The default parallel box plot chart summarizes both the clusters and the variables within them. For example, the Spatially Constrained Multivariate Clustering tool was performed on census tracts to create four clusters. In the chart below, notice that cluster 2 (red) reflects tracts with about average rents, the highest values for female-headed households with children (FHH_CHILD), the highest values for number of housing units (HSE_UNITS), and the highest values for children under the age of 5. Cluster 2 (goldenrod) reflects tracts with the highest median rents, almost the lowest number of female-headed households with children and more than the average number of housing units. Cluster 3 (green) reflects tracts with the fewest female-headed households with children, the fewest children under the age of 5, fewest number of housing units and almost the lowest rent (not as low as cluster 1). Hover over each node of the mean lines to see the cluster's average value for each Analysis Field.

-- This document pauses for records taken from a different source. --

PR #66, opened 2022-10-14
RFC 1017: Abstract index

vpetrovykh:
Add a way to define different indexes in extensions and built-in modules. Also provide a way for users to define custom indexes extending existing ones with some of the parameters set to specific values.

### DIFF
--- a/text/1017-abstract-index.rst
+++ b/text/1017-abstract-index.rst
@@ -1,0 +1,159 @@
+::
+
+    Status: Draft
+    Type: Feature
+    Created: 2022-10-07
+    Authors: Victor Petrovykh <victor@edgedb.com>
+
+========================
+RFC 1017: Abstract index
+========================
+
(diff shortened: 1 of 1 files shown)


msullivan:
Could you update with an example of the parameter overriding mechanism in use? I'm having a little trouble fully visualizing it

tailhook:
Yes, this definitely needs some examples.

Also my primary concern is what will be defined here. Because there was some discussion in slack about making address of the full-text search index server a part of the (abstract) index definition. Which is not something that would work well (server address must be a part of the configuration and differs on production and staging servers).

vpetrovykh:

This portion is now trimmed and mostly concerns itself with simple abstract indexes exposing built-in Postgres index types. There's a question of how we define which types are indexable as well as where and how the SQL that is needed to define an index should be specified.

msullivan (approved):

PR #68, opened 2022-11-16
Update CLI release workflow

tailhook:
* We don't do `releases/` branch
* On the other hand we do `stable/2.2.x` branch
* Also uses more explicit tag and branch names. I think it's better in release flow, so that you don't accidentally push anything extra.
* Other minor changes

### DIFF
--- a/text/0002-edgedb-release-process.rst
+++ b/text/0002-edgedb-release-process.rst
@@ -100,31 +100,46 @@ Publishing the binaries
 CLI
 ---
 
-1. Create a release branch:
+1. Create a release branch if not exists (assuming you release 2.2.0):
 
-   - ``git switch -c releases/1.0a6``
+   - ``git switch -c stable/2.2.x``
 
-   - update version in ``Cargo.toml`` and run ``cargo check``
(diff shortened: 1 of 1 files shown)


tailhook:
Thing I'm not sure about is how do we maintain `stable/2.x` branch:
1. Should we do `git push +stable/2.2.x:stable/2.x` (i.e. force push to replace branch)?
2. Or should we do the merge?
3. Or should we do `git merge -s ours` to avoid conflicts but maintain history and pull'ability of the branch?

elprans:
> Thing I'm not sure about is how do we maintain `stable/2.x` branch:

We cherry-pick commits normally.

elprans (approved):

tailhook:
> > Thing I'm not sure about is how do we maintain `stable/2.x` branch:
> 
> We cherry-pick commits normally.

We cherry-pick to `2.1.x` and `2.2.x`. But `2.x` should point to one of those branches. We never do the release from that branch so it makes no sense for it to diverge from `2.2.x` (or whatever current minor version is for that major one).

PR #71, opened 2022-12-16
RFC 1018: Extending indexes

vpetrovykh:
Add a way to define parametrized abstract index. Also provide a way for users to define custom indexes extending existing ones while overriding some of the parameters.


vpetrovykh:

msullivan (approved):

PR #538, opened 2024-10-07
[castai-db-optimizer] update default replica count

davex98:


charts/castai-db-optimizer/templates/deployment.yaml
```diff
@@ -24,6 +24,16 @@ spec:
         app.kubernetes.io/name: {{ include "name" . }}
     spec:
       terminationGracePeriodSeconds: 60
+      affinity:
```
viktorasm, line 27: let's also add an option in helm chart values to disable host antiaffinity (enabled by default). might be needed for testing.

charts/castai-db-optimizer/README.md
```diff
@@ -0,0 +1,33 @@
...
+CAST AI database cache deployment.
+
+## Values
+
+| Key | Type | Default | Description |
+|-----|------|---------|-------------|
+| apiKey | string | `""` | Token to be used for authorizing access to the CAST AI API.  |
+| apiURL | string | `"api.cast.ai"` | URL to the CAST AI API server. |
+| cacheGroupID | string | `""` | ID of the cache group for which cache configuration should be pulled.  |
+| proxy.logLevel | string | `"filter:info"` |  |
```
viktorasm, line 14: should we add docs for these?

viktorasm (approved):

PR #558, opened 2024-10-14
[castai-agent] add TSC and PDB to helm chart

mikenorgate:


charts/castai-agent/values.yaml
```diff
@@ -168,3 +168,13 @@ containerSecurityContext:
...
     drop:
       - ALL
+
+topologySpreadConstraints:
+  - maxSkew: 1
+    topologyKey: kubernetes.io/hostname
+    whenUnsatisfiable: DoNotSchedule
+    labelSelector:
+      matchLabels:
+        app.kubernetes.io/name: castai-agent
```
saumas, line 178: I think you should use `{{ include "castai-agent.selectorLabels" . }}` instead of the hardcoded label to support changing labels via props

saumas (changes requested):
One change requested

charts/castai-agent/values.yaml
saumas: Resolving because I didn't notice that this is in values.yaml. I think it's possible to still use variables in values.yaml but you need a tpl func which isn't worth it IMO.

saumas (approved):

PR #569, opened 2024-10-21
[castai-cluster-controller] add monitor

ValyaB:


charts/castai-cluster-controller/values.yaml
```diff
@@ -59,13 +59,16 @@ castai:
   clusterID: ""
 
 # podAnnotations -- Annotations added to each pod.
-podAnnotations: {}
+podAnnotations:
+  kubectl.kubernetes.io/default-container: "cluster-controller"
```
aldor007, line 63: I would add it directly to the deployment. This is a field for customer override

charts/castai-cluster-controller/templates/deployment.yaml
```diff
@@ -71,6 +74,9 @@ spec:
         - name: cluster-controller
           image: "{{ .Values.image.repository }}:{{ .Values.image.tag | default .Chart.AppVersion }}"
```
aldor007, line 75: command is not required for this image?

charts/castai-cluster-controller/templates/deployment.yaml
```diff
@@ -46,6 +46,9 @@ spec:
       dnsPolicy: {{ .Values.dnsPolicy }}
       {{- end }}
       {{- if and (.Capabilities.APIVersions.Has "scheduling.k8s.io/v1") (semverCompare ">= 1.18-0" .Capabilities.KubeVersion.Version) (.Values.priorityClass | default dict).enabled }}
+      volumes:
+        - name: shared-metadata
+          emptyDir: {}
```
aldor007, line 51: Can you please add size limit for this volume?

charts/castai-cluster-controller/templates/deployment.yaml
ValyaB: For backward compatibility, I made a controller option by default (no command specified) to cover cases when, on the latest helm version, you downscale the image version

aldor007 (approved):

stgleb (approved):
LGTM

PR #587, opened 2024-11-04
[castai-agent] Use app version v0.70.0

pijusn-cast:


pijusn-cast:
There is an unrelated issue with some Microsoft stuff:
```
    apiVersions Should Be Recent - Api versions must be the latest or under 2 years old (730 days) - API version 2022-11-01 of Microsoft.ContainerService/managedClusters is 734 days old
    apiVersions Should Be Recent - Api versions must be the latest or under 2 years old (730 days) - API version 2022-11-01 of Microsoft.KubernetesConfiguration/extensions is 734 days old
```

This PR will be blocked until it gets resolved. I'll rebase and re-run this PR then.

laimonasr (approved):

PR #602, opened 2024-11-08
[castai-audit-logs-receiver] Fix tolerations location

edaugherty:
affinity, nodeSelector, and tolerations are part of the pod spec, not the container.


charts/castai-audit-logs-receiver/Chart.yaml
```diff
@@ -3,4 +3,4 @@ name: castai-audit-logs-receiver
 description: A Helm chart for CAST AI OpenTelemetry Collector.
 type: application
 version: 0.4.2
```
davidcastai, line 5: Can you bump this to 0.4.3 so that pipelines can pass ?

davidcastai (approved):

PR #622, opened 2024-11-21
[gpu-metrics-exporter] add support for clusterIDSecretRef

spandey04:
Following the best practices of GitOps should allow minimum/no manual intervention required from the developers. When using crossplane to deploy the castai cluster resources, a secret containing the value of clusterID is stored in the cluster. These changes allow reading the value of the field "clusterID" from the secret instead of someone having to manually add it in the values files.


kisahm:
duplicate https://github.com/castai/helm-charts/pull/662

PR #628, opened 2024-11-27
[castai-db-optimizer] bump query-processor image

davex98:


charts/castai-db-optimizer/templates/_versions.tpl
```diff
@@ -1,2 +1,2 @@
 {{- define "defaultProxyVersion" -}}4.50.15{{- end -}}
-{{- define "defaultQueryProcessorVersion" -}}v0.1.10{{- end -}}
+{{- define "defaultQueryProcessorVersion" -}}v0.1.12{{- end -}}
```
benjamg, line 2: can we update the proxy version too to 4.51.0? as that is latest version of that :)

benjamg (approved):

PR #644, opened 2024-12-06
[castai-anywhere] remove redundant chart

laimonasr:


kasia-kujawa:
What is used instead of this helm chart?

kasia-kujawa (approved):

laimonasr:
A shell script will be used instead of it

PR #663, opened 2025-01-13
[castai-db-optimizer] bump QP version to 0.3.1

viktorasm:


benjamg (approved):

charts/castai-db-optimizer/values.yaml
```diff
@@ -56,6 +56,8 @@ queryProcessor:
   logLevel: "warn"
   # -- Default query-processor query cache size.
   queryCacheSize: 100000
+  # -- Number of worker threads. This should ideally be tuned around 1.5 - 2x times more than expected amount of CPU usage.
```
benjamg, line 59: not sure I agree it should ever be over 1x the number of cpus, but that also assumes we have no io work in the workers (which I think is the case)

viktorasm: due to synchronization of pre/post messages, often in a pair of workers only one of them will be progressing, hence the 2x recommendation.

PR #695, opened 2025-01-30
[castai-cluster-controller] KUBE-849: increase qps to handle spikes

furkhat:


charts/castai-agent/values.yaml
```diff
@@ -112,7 +112,11 @@ dnsPolicy: ""
 
 # Pod toleration rules.
 # Ref: https://kubernetes.io/docs/concepts/configuration/taint-and-toleration/
-tolerations: {}
+tolerations:
```
krystiancastai, line 115: is this change expected?

furkhat: mistake. updated.

krystiancastai (approved):

PR #704, opened 2025-02-05
[castai-db-optimizer] support for default routing

benjamg:


r0kas (approved):
This doesn't support multi endpoint that we will do with clustered support. And potentially might be moved to config map.

PR #488, opened 2016-04-18
Instant matcher test

fkleedorfer:
@heikofriedrich do we still need this branch?


fkleedorfer:
oops - should have been against devel.

PR #489, opened 2016-04-18
Instant matcher test

fkleedorfer:
@heikofriedrich do we still need this?


heikofriedrich:
changes already merged into devel => closed

PR #529, opened 2016-05-03
Refac unified ownerview

m0ru:
All owner views are reachable under `/post/` with this patch. The matches view still needs to be abstracted into a directive so it can be used in the matches tab. I've opened the pull request already so the routing-changes can be used for other branches.

#531 also makes sure the matches-tab works.


quasarchimaere:
problems that are (still) present:

- Closing the view of an open request within the post view (via clicking X) links to the main request view 
- view of an open request is also experiencing a header padding that is too big  (class: post-messages padding-top 2rem)
- post info view is not centered with the other content anymore (width is full page width alignment is left)
- post view can only be accessed while the user is logged in (wasn't the reason why we unify this view to allow anonymous access to needs via an url?)

m0ru:
This refactoring is a prerequisite step for having the public links. I've opened the pull-request early, so merging in the rather heavy refactoring doesn't become a problem later on ^__^

m0ru:
The padding and alignment bugs should be fixed now.

PR #543, opened 2016-05-18
Feat simple access control

m0ru:


m0ru:
I added some changes later in `fix_visitorsviewloading` that would take more effort to untangle than it's worth. Just merge that branch. :)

After inspecting the global summary of the analysis with the parallel box plots above, you can inspect each cluster's box plots for each variable by switching to Side-by-side in the Series tab of the Chart Properties pane. With this view of the data, you can see which group has the highest and lowest range of values within each variable. Box plots will be created for each cluster for each variable, so you can see how each cluster's values relate to the other clusters created. Hover over each variable's box plot to see the Minimum, Maximum, and Median values for each variable in each cluster. In the chart below, for example, you see that Cluster 4 (gold) has the highest values for the MEDIANRENT variable and contains tracts with a range of values from 354 to 813.

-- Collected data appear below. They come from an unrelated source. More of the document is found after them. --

PR #544, opened 2016-05-18
Fix visitorsviewloading + simple access managment

m0ru:
When you pasted a uri for the post-view while the page already was loaded (thus after the `initialPageLoad` action was created and dispatched) the need wouldn't get loaded. The assumption before was that pasting and entering always triggers a page-reload. However when the base-url matches, the browser only "jumps" to the new fragment-identifier, without reloading and thus without triggering `initialPageLoad`. 

This patch adds a listener to route-changes and causes the post to be loaded if the user would run into an unitialized post-view.

This branch also include simple access managment.

Check the following behaviours:

* once logged in and once logged out do:
  * reload on posts-overview
  * while on some other view (e.g. landing-page): paste link to posts-overview
  * reload on post-detail view
  * while on some other view (e.g. landing-page):paste link to post-detail view
* log-out on posts-overview
* log-out on posts-view (probably still redirects incorrectly)

you should always have data in those views and when you try accessing the overview while logged out you should land on the last page you were on or the landing page if this is the first in the app you accessed.

### DIFF
--- a/webofneeds/won-owner-webapp/src/main/webapp/app/actions/actions.js
+++ b/webofneeds/won-owner-webapp/src/main/webapp/app/actions/actions.js
@@ -138,7 +138,8 @@ const actionHierarchy = {
     router: {
         stateGo,
         stateReload,
-        stateTransitionTo
+        stateTransitionTo,
+        accessedNonLoadedPost: INJ_DEFAULT, //dispatched in configRouting.js
     },
     posts:{
         load:INJ_DEFAULT,
--- a/webofneeds/won-owner-webapp/src/main/webapp/app/actions/actions.js
+++ b/webofneeds/won-owner-webapp/src/main/webapp/app/actions/actions.js
@@ -139,6 +139,7 @@ const actionHierarchy = {
         stateGo,
         stateReload,
         stateTransitionTo,
+        back: stateBack,
         accessedNonLoadedPost: INJ_DEFAULT, //dispatched in configRouting.js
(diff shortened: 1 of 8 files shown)


quasarchimaere:
if you sign up from the landingpage without ever been signed in (with any other user) the routing will not be changed (there is a reroute loop) 

See follow Log-Snippet:

Not sure about login-status -- will reinitialize route-change once it's been clarified.
configRouting.js:193 Tried to access view that won't workwithout logging in. Blocking route-change. Error: transition prevented(…)(anonymous function) @ configRouting.js:193
configRedux.js:10 action:   Object {type: "@@reduxUiRouter/$stateChangeStart", payload: Object}
configRedux.js:11 changing state from  Object {config: Object, router: Object, user: Object, messages: Object, lastUpdateTime: 1463985830774…}
configRedux.js:15 changed state to  Object {config: Object, router: Object, user: Object, messages: Object, lastUpdateTime: 1463985830780…}
configRouting.js:180 Not sure about login-status -- will reinitialize route-change once it's been clarified.
configRouting.js:193 Tried to access view that won't workwithout logging in. Blocking route-change. Error: transition prevented(…)(anonymous function) @ configRouting.js:193
configRedux.js:10 action:   Object {type: "@@reduxUiRouter/$stateChangeStart", payload: Object}

m0ru:
\*Fixed\* :)
(see detailed commit-msg)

A bar chart is also created showing the number of features per cluster. Selecting each bar will also select that cluster's features in the map, which may be useful for further analysis.

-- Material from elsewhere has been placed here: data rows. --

Issue #566, opened 2016-05-24
Received requests and matches don't show up


m0ru:
The receiving app displays a lot of console output that suggests, that the incoming request is received and the counterpart-need's data downloaded. However, the displayed gui doesn't reflect this. Either the reducer doesn't handle the action or none is dispatched.

PR #578, opened 2016-05-25
Fix receiverequests #566

m0ru:


quasarchimaere:
an old bug is present again:

if you sign up from the landingpage without ever been signed in (with any other user) the routing will not be changed (there is a reroute loop)

PR #579, opened 2016-05-25
Feat send close conn to owner on deactivate need

fkleedorfer:
deactivate ('close need' in the owner webapp) causes a close message for each connection of the need to be sent. 

When closing a need, its connections should be gone upon re-opening. 
However, the GUI doesn't handle the closing correctly, yet (it seems), we may continue development of this feature in this branch until the GUI reacts properly


fkleedorfer:
Note: because of a change to WellformednessCheckingWonMessageProcessor, message processing should now be considerably faster.

m0ru:
Messages don't arrive at the browser yet. @fkleedorfer is looking into it.

fkleedorfer:
Should work now. Running on integration-test

PR #608, opened 2016-05-31
Fix lostrequests 598

m0ru:


fkleedorfer:
The duplicate posts issue still not completely resolved, the submit button sometimes stays deactivated now. However, it's not possible to double-post something.

PR #616, opened 2016-06-03
Incrementally dispatching during page-load, when signed-in.

### LINKED ISSUE #575: Incremental dispatch at initialPageLoad
As this action-creator takes quite a while, we could dispatch the action every time any part of the data comes in, causing the gui to incrementally update, projecting the appearance of increased performance.

m0ru:
Resolves #575


fkleedorfer:
I don't see any difference in behaviour.. page load is still monolithic both in FF and Chrome

fkleedorfer:
I would like to merge this if someone can convince me it's better than master.

m0ru:
Basically you should see a fully rendered posts-overview before all the events have loaded. However I tried it a few times now and the speed-up is neglible. We should probably just close this pull-request and work on loading the data jit on route-changes (whatever's needed for the current view). The feed will probably be rather tricky for that one, though.

PR #619, opened 2016-06-03
Feat removedummies #587

### LINKED ISSUE #587: Remove Dummy Images & Dummy Texts
Remove all the dummy and fake images for posts and dummy texts (locations timespans etc.)

m0ru:
Check:

* post::info
* matches::gridview
* matches::*::sent-request

Fixes #587


fkleedorfer:
Regression bug: 
When posting, the behaviour described in #414 is back again: in FF, the cursor jumps to the beginning of the text field repeatedly while typing, in Chrome all is fine.

m0ru:
Yeah, contenteditable seems to be not very standardized. Every browser generates different html (e.g. FF generates a trailing `<br>`)
I'll change the textfield to use a micro-version of our architecture within itself:

1. Keypress events will be directly registered and swallowed before they reach the contenteditable
2. these update the internal model: an array of strings (=lines of text) plus the caret-position
3. the resulting model gets rendered as html and the caret position set 

This should avoid any more regression bugs for the textfield. As an added bonus, should we ever allow richer formatting, this should be a lot simpler to maintain.

Also see a blog-post by a developer for medium.com on the topic: [Why ContentEditable is Terrible,
Or: How the Medium Editor Works](https://medium.engineering/why-contenteditable-is-terrible-122d8a40e480#.2ut5hxm1w]

fkleedorfer:
Can we merge this? If so, does this version of dynamic-textfield.js supersede the one in master?

m0ru:
Now we can :)

PR #660, opened 2016-07-04
cleanup remove old matcher code and update doku

heikofriedrich:
- remove old matcher node and doku about matching
- fixes #660


fkleedorfer:
@heikofriedrich please leave a message here when the PR is ready for review

heikofriedrich:
@fkleedorfer can be merged now

webofneeds/won-matcher/src/main/java/won/matcher/component/MatcherNodeURISource.java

When you leave the Number of Clusters parameter blank, the tool will evaluate the optimal number of clusters based on your data. Specifying a path for the Output Table for Evaluating Number Clusters causes a chart to be created showing the pseudo F-statistic values calculated. The highest peak on the graph is the largest F-statistic, indicating how many clusters will be most effective at distinguishing the features and variables you specified. In the chart below, the F-statistic associated with four groups is highest. Five groups, with a high pseudo F-statistic, would also be a good choice.

## Best practices

While there is a tendency to want to include as many Analysis Fields as possible, the Spatially Constrained Multivariate Clustering tool works best when you start with a single variable and build. Results are easier to interpret with fewer analysis fields. It is also easier to determine which variables are the best discriminators when there are fewer fields.

In many scenarios, you will likely run the Spatially Constrained Multivariate Clustering tool a number of times before finding the optimal Number of Clusters, most effective Spatial Constraints, and the combination of Analysis Fields that best separate your features into clusters.

If the tool returns 30 as the optimal number of clusters, be sure to look at the chart of the F-statistics. Choosing the number of clusters and interpreting the F-statistic chart is an art form, and a lower number of clusters may be more appropriate for your analysis.

## Additional Resources

Duque, J. C., R. Ramos, and J. Surinach. 2007. "Supervised Regionalization Methods: A Survey" in *International Regional Science Review* 30: 195–220.

Assuncao, R. M., M. C. Neves, G. Camara, and C. Da Costa Freitas. 2006. "Efficient Regionalisation Techniques for Socio-economic Geographical Units using Minimum Spanning Trees" in *International Journal of Geographical Information Science* 20 (7): 797–811.